Why be born anyway? One could really think about it, as mental illness is skyrocketing (my close circle of friends in Poland is about 90% people with psychiatric or therapeutic history; all are or used to be on antidepressants, natch) among, especially young people in Poland and as life becomes more unbearable with every day in the Law & Justice party and Covid-19-plagues Poland. Is this why, despite the second wave galloping with increasing speed, the catastrophic state of national healthcare, abuse of almost every vulnerable group in this country and the atmosphere of crawling fascism slowly closing in upon our heads, the Tribunal ruling dragged thousands of people on the streets across the country?

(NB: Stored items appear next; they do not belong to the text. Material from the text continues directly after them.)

PR #340, opened 2022-07-15
Preprocessor: stricter argument validation for zero-argument macros

### LINKED ISSUE #338: Preprocessor: incorrect handling of zero-argument function-like macro called with arguments
```c
#define NO_ARGUMENT()
NO_ARGUMENT(1)
```
clang output (gcc's error message is different but it also does not allow this construct):
```
test.c:2:13: error: too many arguments provided to function-like macro
      invocation
NO_ARGUMENT(1)
            ^
test.c:1:9: note: macro 'NO_ARGUMENT' defined here
#define NO_ARGUMENT()
        ^
```

aro currently does not issue an error for this.

ehaas:
Check that the argument to a zero-argument macro is empty or only
consists of .macro_ws tokens

Fixes #338


test/cases/expanded/zero argument macro.c
```diff
@@ -0,0 +1,10 @@
+
+
+
+
+
+
+
+
+NO_ARGUMENTS(1)
```
Vexu, line 9: Both GCC and clang remove the argument list, implementing that behavior should be as easy as copying the logic from the `error.Unterminated` prong from the switch above.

As I'm writing these words and since the announcement of the Tribunal’s ruling, there are demos and blockades of streets in all major Polish cities. The atmosphere is angry, but jubilant at the same time. There’s techno music, dances, passers-by spontaneously joining, often families with small children. Dozens of thousands-strong marches are happening everywhere. There are spontaneous anti-Catholic church demos happening next to major churches, interrupting Sunday masses all over the country. The latter are especially powerful as blasphemous performances; for many the holy mass still holds a kind of magical power. To disrupt it is to fuck with the accepted order. The whole center of Warsaw and beyond was entirely paralysed on Monday. Because the ruling party fucked up so much with the COVID-19, they plan on turning the fancy National Stadium into a hospital in the next few days. Right-wing columnists joke already, that soon it will be full of women.

We have no time for these fuckers. Do I believe this is all happening? Not quite yet. Can we win? I’ve been considering having children several times in my life before, still knowing this is false consciousness speaking, this is my mother and father speaking, my aunts, my grandmothers. You’ll regret, they said, again and again. I religiously believed that for years. Part of me still does. But I don’t care anymore. I have decided not to have children in this country or possibly ever. At least not until they will make abortion on demand legal. In the 1970s French women, by the hand of Simone de Beauvoir in Manifesto of the 343, wrote: “I will have a child if I want one, and no moral pressure, institution or economic imperative will compel me to do so. This is my political power. As any kind of producer, I can, while waiting for improvement, put pressure on society through my production (child strike). I will have a child if I want one and if the society I will be bringing it into is suitable for me, if it will not make me a slave to that child, its nurse, its maid, its punchbag.” Yeah, eat that motherfuckers and get the fuck out.